Ну, на дорожку… – Он поднял стакан. – За то, чтобы в вас не было страха. Не бойтесь. Ни власти, ни зоны, ни смерти. Живем мы все равно только раз, а страх размазывает по стенке. Согласны? – он посмотрел на Грекова.
То, что вопрос обращен к нему, было для Женечки неожиданным.
– Тут не поспоришь, – развел он руками. – Но трудно забыть, что живем лишь раз.
Валя пропела:
– Хоть раз, да мой…
– Не просто, – кивнул бывший десантник. – Однако зоны не обойдешь, с властью и смертью не сговоришься. Нужно тренировать свою смелость. С утра ежедневно. А то – атрофируется. Так же, как всякая часть организма. Прощайте. Был рад свести знакомство.
“Очень ты рад, – подумал Женечка, – имени-отчества не назвал”. И попрощался:
– До свидания.
Он вновь сказал себе: “Я его видел. А где – не вспомню. Никак не вспомню”.
Приезжий ответно ощупал Женечку цепким запоминающим взглядом и обменялся с Ростиславлевым рукопожатием напоследок. Ладошка Серафима
Сергеевича скрылась в громадной горсти бесследно, точно нашла себе убежище.
– С богом, – сказал Серафим Сергеевич.
В голосе его было волнение, на Женечкин слух – даже торжественность.

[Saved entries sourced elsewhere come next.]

PR #2016, opened 2019-07-26
Make minimum edit distance editable

callunity:
GLT-2931
*  Allows the "duplicate indices" and "near-duplicate indices" bases to be set by an administrator. OICR will soon be erroring on edit distance <= 2; this allows other administrators to set their own thresholds.
*  The Index Distance Tool informs the user of the default edit distance for duplicate & near-duplicate indices, but uses only the user-supplied edit distance when doing its calculations.
*  Moves (near-)duplicate indices calculations into the DTO conversions since it's only used to display information to the user.


miso-web/src/main/java/uk/ac/bbsrc/tgac/miso/webapp/controller/EditPoolController.java
```diff
@@ -99,6 +100,10 @@
   private ContainerService containerService;
   @Autowired
   private BoxService boxService;
+  @Value("${miso.error.edit.distance:2}")
```
apmasell: I kind of hate that the defaults get smeared everywhere, but no suggestions for a better way, so, :man_shrugging:

miso-web/src/main/java/uk/ac/bbsrc/tgac/miso/webapp/controller/EditPoolController.java
```diff
@@ -128,20 +133,24 @@ public ModelAndView setupForm(@PathVariable Long poolId, ModelMap model) throws
     }
 
     if (pool == null) throw new NotFoundException("No pool found for ID " + poolId.toString());
-
+    PoolDto poolDto = Dtos.asDto(pool, true, false, errorEditDistance, warningEditDistance);
```
apmasell: The original didn't call this when it was unsaved. I'm not sure it matters either way... I'm assuming you've checked the behaviour.

miso-web/src/main/java/uk/ac/bbsrc/tgac/miso/webapp/controller/IndexDistanceToolController.java
```diff
@@ -87,20 +134,50 @@ public ModelAndView getTool(ModelMap model) {
...
     }
 
-    return results;
+    IndexDistanceResponseDto response = new IndexDistanceResponseDto(results, shortestIndexLength);
+    return response;
+  }
+
+  public static int getShortestIndexLength(List<String> indices) {
+    String initialValue = "REALLY_LONG_VALUE_THAT_WILL_SURELY_GET_REPLACED_BUT_HERE_ARE_SOME_MORE_CHARACTERS_JUST_IN_CASE";
+    String shortestIndex = indices.stream()
```
apmasell: You can do `indicies.stream().filter(Objects::nonNull).mapToInt(String::length).min().getAsInt()`.

miso-web/src/main/java/uk/ac/bbsrc/tgac/miso/webapp/controller/IndexDistanceToolController.java
```diff
@@ -87,20 +134,50 @@ public ModelAndView getTool(ModelMap model) {
...
+          if (current != null && current.length() > 0 && current.length() < shortest.length()) return current;
+          return shortest;
+        });
+    if (shortestIndex == null || initialValue.equals(shortestIndex)) return 0;
+    return shortestIndex.length();
+  }
+
+  public static String flattenIndices(List<Index> indices) {
+    return indices.stream()
+        .sorted((i1, i2) -> Integer.compare(i1.getPosition(), i2.getPosition()))
```
apmasell: `.sorted(Comparator.comparingInt(Index::getPosition))`

miso-web/src/main/java/uk/ac/bbsrc/tgac/miso/webapp/controller/EditPoolController.java
callunity: I did check it, but I checked again and found a bug in the "Pool custom" functionality so thank you :laughing:

callunity:
I'll be refactoring this PR to do the calculations outside of the Dtos class, as we'll need to be able to calculate this prior to serialization for thingsl ike Pool Orders.

miso-web/src/main/java/uk/ac/bbsrc/tgac/miso/webapp/controller/EditPoolController.java
callunity: I'm going to extract it into a microcontroller because we need to use the logic outside of just the display.

core/src/main/java/uk/ac/bbsrc/tgac/miso/core/data/impl/PoolImpl.java
```diff
@@ -170,6 +169,12 @@
   @Transient
   private List<FileAttachment> pendingAttachmentDeletions;
 
+  @Transient
+  private Set<String> duplicateIndicesSequences;
+
+  @Transient
+  private Set<String> nearDuplicateIndicesSequences;
```
djcooke: It doesn't seem like these should be properties of the pool (or pool view) itself, as that will lead to confusion since they're usually not set. In every case where they're used in this PR, the pool's near/duplicate indices are set, and then the pool is passed to something else (DTO conversion) that actually cares about them. Instead, you could just include the DuplicateIndicesChecker as a parameter of the DTO conversion method. This would also prevent a lot of duplicated code and having to remember to set the near/duplicate indices every time they're going to be needed by something else

miso-web/src/it/java/uk/ac/bbsrc/tgac/miso/webapp/integrationtest/PoolPageIT.java
```diff
@@ -291,9 +291,9 @@ public void testRemoveAliquots() {
 
   @Test
   public void testLibraryAliquotTableWarnings() {
-    testLibraryAliquotTableWarningOnPoolWithError(801L, "(NO INDEX)");
-    testLibraryAliquotTableWarningOnPoolWithError(802L, "(NEAR-DUPLICATE INDEX)");
-    testLibraryAliquotTableWarningOnPoolWithError(803L, "(DUPLICATE INDEX)");
+    testLibraryAliquotTableWarningOnPoolWithError(801L, "(MISSING INDEX)");
+    testLibraryAliquotTableWarningOnPoolWithError(802L, "(NEAR-DUPLICATE INDICES)");
```
djcooke: This was changed to lower-case in some places, but not others?

miso-web/src/main/java/uk/ac/bbsrc/tgac/miso/webapp/controller/IndexDistanceToolController.java
```diff
@@ -87,20 +137,51 @@ public ModelAndView getTool(ModelMap model) {
...
+  }
+
+  public static String flattenIndices(List<Index> indices) {
+    return indices.stream()
+        .sorted(Comparator.comparingInt(Index::getPosition))
+        .map(Index::getSequence)
+        .collect(Collectors.joining("-"));
+  }
+
+  public static String truncate(String index, int shortestLength) {
```
djcooke: These 3 methods should be private, or if useful outside of this controller, they should be in a utilities class

miso-web/src/main/java/uk/ac/bbsrc/tgac/miso/webapp/controller/component/DuplicateIndicesChecker.java
```diff
@@ -0,0 +1,107 @@
...
+    return getIndexSequencesWithMinimumEditDistance(indices, warningEditDistance);
+  }
+
+  public static Set<String> getIndexSequencesWithMinimumEditDistance(Pool pool, int minAllowableEditDistance) {
+    if (pool == null) return Collections.emptySet();
+    List<List<Index>> indices = getIndexSequences(pool);
+    return getIndexSequencesWithMinimumEditDistance(indices, minAllowableEditDistance);
+  }
+
+  public static Set<String> getIndexSequencesWithMinimumEditDistance(List<List<Index>> indices, int minAllowableEditDistance) {
```
djcooke: Do these need to be public?

miso-web/src/main/java/uk/ac/bbsrc/tgac/miso/webapp/controller/rest/ExperimentRestController.java
```diff
@@ -124,23 +124,26 @@
...
-    return RestUtils.getObject("Experiment", experimentId, experimentService, Dtos::asDto);
+    return RestUtils.getObject("Experiment", experimentId, experimentService,
+        expt -> Dtos.asDto(expt));
   }
 
   @GetMapping(produces = "application/json")
   public @ResponseBody List<ExperimentDto> list() throws IOException {
     Collection<Experiment> experiments = experimentService.list();
-    return experiments.stream().map(Dtos::asDto).collect(Collectors.toList());
+    return experiments.stream().map(expt -> Dtos.asDto(expt)).collect(Collectors.toList());
```
djcooke: You've made changes similar to this in a few places... If your compiler was complaining, you might want to update your Java version. I was previously using a version that had a similar bug too

miso-web/src/main/webapp/WEB-INF/pages/indexDistanceTool.jsp
```diff
@@ -62,7 +62,7 @@
     </div>
     <div style="display: table-cell; width: 100px; vertical-align: bottom; padding-left: 12px; padding-right: 12px;">
       <label>Min. Distance:<br>
-        <input id="minDistance" type="text" value="2"
+        <input id="minDistance" type="text" value="3"
```
djcooke: This should default to the warning distance +1

miso-web/src/main/webapp/scripts/box_visualization.js
```diff
@@ -696,12 +696,14 @@
...
-      if (prefix == "SAM" || prefix == "LIB" || prefix.substring(1, 3) == "PO") {
+      if (prefix == "SAM" || prefix == "LIB" || prefix == "LDI" || prefix.substring(1, 3) == "PO") {
         if (prefix == "SAM") {
           path += "sample/";
         } else if (prefix == "LIB") {
           path += "library/";
-        } else {
+        } else if (prefix == "LDI") {
+          path += "libraryaliquot/";
+        } else if (prefix == "IPO") {
```
djcooke: Surrounding `if` condition should be changed to match this (`IPO` instead of `?PO`)... Or refactor to get rid of the surrounding `if` statement

miso-web/src/main/webapp/scripts/warning_partition.js
```diff
@@ -36,21 +36,21 @@ WarningTarget.partition = {
           level: "important"
         }, {
           include: pool.duplicateIndices,
-          tableMessage: "(DUPLICATE INDICES)"
+          tableMessage: Constants.warningMessages.duplicateIndices
         }, {
           include: pool.nearDuplicateIndices && !pool.duplicateIndices,
-          tableMessage: "(NEAR-DUPLICATE INDICES)"
+          tableMessage: Constants.warningMessages.nearDuplicateIndices
```
djcooke: Parentheses have been removed from some warning messages, but not others. I'd be in favour of removing them from all - I think it's enough that they're coloured differently, and are usually in their own column too. Either way, they should be consistent

miso-web/src/main/java/uk/ac/bbsrc/tgac/miso/webapp/controller/rest/ExperimentRestController.java
callunity: Ah, this is left over from when I had to expand it to pass in the error and warning distances. Will revert.

core/src/main/java/uk/ac/bbsrc/tgac/miso/core/data/impl/PoolImpl.java
callunity: I'd prefer not to include the DuplicateIndicesChecker as a parameter of the PoollDto conversion method, as it results in something like [this[(https://github.com/miso-lims/miso-lims/pull/2016/commits/e57bd26a5e725882c10ce86cc02e3b092d66020a) where the indexChecker gets wired into 12 different controllers, several of which don't even need it. Can we brainstorm about alternatives?

RELEASE_NOTES.md
```diff
@@ -2,6 +2,11 @@
 
   * Fixed bug that broke List Freezers page
   * Show _Assignee_ column in _Issue_ tables
+  
+`miso.properties` changes:
```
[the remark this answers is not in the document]
callunity: Done

core/src/main/java/uk/ac/bbsrc/tgac/miso/core/data/impl/PoolImpl.java
callunity: Added an IndexChecker as a parameter of the DTO conversion method.

miso-web/src/main/webapp/scripts/box_visualization.js
callunity: Done.

miso-web/src/main/webapp/scripts/warning_partition.js
callunity: Updated all to remove parentheses.

RELEASE_NOTES.md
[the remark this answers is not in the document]
djcooke: Please use styling consistent to the rest of the document

miso-dto/src/main/java/uk/ac/bbsrc/tgac/miso/dto/Dtos.java
```diff
@@ -1687,14 +1685,18 @@ public static PoolDto asDto(@Nonnull Pool from, boolean includeContents, boolean
       }
       dto.setPooledElements(pooledElements);
 
-      dto.setDuplicateIndicesSequences(from.getDuplicateIndicesSequences());
+      dto.setDuplicateIndicesSequences(indexChecker.getDuplicateIndicesSequences(from));
       dto.setDuplicateIndices(dto.getDuplicateIndicesSequences() != null && !dto.getDuplicateIndicesSequences().isEmpty());
-      dto.setNearDuplicateIndicesSequences(from.getNearDuplicateIndicesSequences());
+      dto.setNearDuplicateIndicesSequences(indexChecker.getNearDuplicateIndicesSequences(from));
```
djcooke: Missing null checks on `indexChecker` here and above

miso-web/src/main/java/uk/ac/bbsrc/tgac/miso/webapp/controller/component/DuplicateIndicesChecker.java
```diff
@@ -0,0 +1,126 @@
...
+import uk.ac.bbsrc.tgac.miso.core.data.impl.view.ListPoolView;
+import uk.ac.bbsrc.tgac.miso.core.data.impl.view.ListPoolViewElement;
+import uk.ac.bbsrc.tgac.miso.core.data.impl.view.PoolElement;
+import uk.ac.bbsrc.tgac.miso.core.data.impl.view.PoolableElementView;
+import uk.ac.bbsrc.tgac.miso.dto.IndexChecker;
+
+@Component
+public class DuplicateIndicesChecker implements IndexChecker {
+
+  @Value("${miso.pools.error.index.mismatches:0}")
```
djcooke: Default to 1 as in `miso.properties`

miso-web/src/main/webapp/scripts/indexDistance_ajax.js
```diff
@@ -36,14 +36,19 @@
         data: JSON.stringify(data)
       }).success(function(data) {
         var results = '';
-        if (!data || !data.length) {
+        if (data.warningEditDistance > data.errorEditDistance) {
+          results += 'Indices with edit distance of less than ' + Constants.warningEditDistance + ' are considered near-matches.\n';
```
djcooke: Should be "...distance of less than x+1" or "...distance of x or less". Same below

miso-web/src/main/webapp/scripts/indexDistance_ajax.js
```diff
@@ -36,14 +36,19 @@
...
+        }
+        results += 'Indices with edit distance of less than ' + Constants.errorEditDistance + ' are considered DUPLICATES.\n\n';
+        results += 'Indices were compared at the length of the shortest Index 1, which is ' + data.shortestIndexLength + ' bp.\n';
```
djcooke: Add an extra line break to separate from near/duplicate listing

miso-web/src/main/webapp/scripts/indexDistance_ajax.js
callunity: I find the "edit distance" terminology to be confusing, and I'd like to reword it to "Indices with x or fewer mismatches" and change the page's "minimum edit distance" to "minimum mismatches". What do y'all think?

djcooke: I don't have a strong opinion either way. Just make sure the User Manual gets updated too

RELEASE_NOTES.md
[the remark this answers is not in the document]
callunity: Done.

miso-dto/src/main/java/uk/ac/bbsrc/tgac/miso/dto/Dtos.java
callunity: Added

miso-web/src/main/java/uk/ac/bbsrc/tgac/miso/webapp/controller/component/DuplicateIndicesChecker.java
callunity: Done in IndexChecker.

miso-web/src/main/webapp/scripts/indexDistance_ajax.js
callunity: Updated. PR: https://github.com/miso-lims/walkthroughs/pull/90

miso-web/src/main/webapp/scripts/indexDistance_ajax.js
callunity: Updated.

miso-web/src/main/webapp/scripts/indexDistance_ajax.js
djcooke: That's good too, but I meant the User Manual which is in `/docs` of this repo

djcooke: Ah, I see you got that already too though :+1:

RELEASE_NOTES.md
```diff
@@ -13,11 +13,18 @@ Changes:
 
 Upgrade Notes:
 
-`miso.properties` changes:
-  * `miso.pools.strictIndexChecking` now present in `miso.properties`. Default value is false, if
-    property is not found 'false' is assumed.
-  * Number of mismatches to trigger duplicate & near-duplicate indices messages are now configurable
-    * Messages for duplicate & near-duplicate indices are now configurable
+  * There have been changes to the settings in `security.properties`. You may need to make
```
djcooke: `security.properties`?

callunity: Copypasta. Fixed.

Этакий звучный финальный аккорд.
Гость вышел. За ним – молодые люди. “Почетный караул суетится”.
Короткий, похожий на выстрел, хлопок – дверь затворилась. И разом стих нестройный гул голосов из прихожей.
– Ну что же, я в вашем распоряжении, – сказал Ростиславлев. – Мы – вдвоем. Но, очевидно, ненадолго. Используем предоставленный срок.
Стало быть, переключайте вновь свое внимание с нашего гостя на скромного местного обывателя.
“И он ревнует. Внимание общества должно быть направлено на него”.
Эта мысль развеселила Грекова и словно вернула ему равновесие.
– Ваш гость – таинственный господин, – сказал он. – Я был не в своей тарелке. Не знал, как надо к нему обратиться.
– Он захотел на вас взглянуть, но не захотел вам представиться. Что ж, я не стану его называть, коли он этого сам не сделал. Тут деликатная ситуация, – не без лукавства сказал альбинос.
– Уж больно он грозен, – откликнулся Женечка. – “Не бойтесь ничего.
Даже смерти”. Хотелось бы все же с ней разминуться.
Сказав это, он включил диктофон.
– Вы рано постарели, голубчик, – сочувственно произнес Ростиславлев.
– А молодые не любят старцев, даже когда эти старцы – их сверстники.
Они, молодые, других не жалеют, и, значит, – не вправе жалеть себя.
И разговаривать с ними должно на уровне их ощущения жизни. Когда энергия ищет выхода, она не терпит здравого смысла.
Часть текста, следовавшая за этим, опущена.